Data provided Start Marker
PR #137, opened 2020-04-28
Token refresh logic for invalid expiry times

nareddyt:
- If the token has a very low refresh time, do not init ready until the retry finishes.
- Add extra unit tests for timestamp and expiry time parsing.
- Add extra unit test for retry on low refresh time.

### DIFF
--- a/src/envoy/token/token_subscriber.cc
+++ b/src/envoy/token/token_subscriber.cc
@@ -74,20 +74,18 @@ void TokenSubscriber::handleSuccessResponse(
     absl::string_view token, const std::chrono::seconds& expires_in) {
   active_request_ = nullptr;
 
-  ENVOY_LOG(debug, "{}: Got token with expiry duration: {} , {} sec",
-            debug_name_, token, expires_in.count());
-
-  // If the token will expire soon, then don't signal ready.
-  if (expires_in <= kRefreshBuffer) {
-    refresh();
-    return;
-  }
-
-  refresh_timer_->enableTimer(expires_in - kRefreshBuffer);
-
   // Signal that we are ready for initialization.
+  ENVOY_LOG(debug, "{}: Got token and expiry duration: {} , {} seconds",
+            debug_name_, token, expires_in.count());
   callback_(token);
Data provided End Marker
## Try it
Counting every line of the entries that holds the word "unit", report the total and no other text.

## Result of this task
2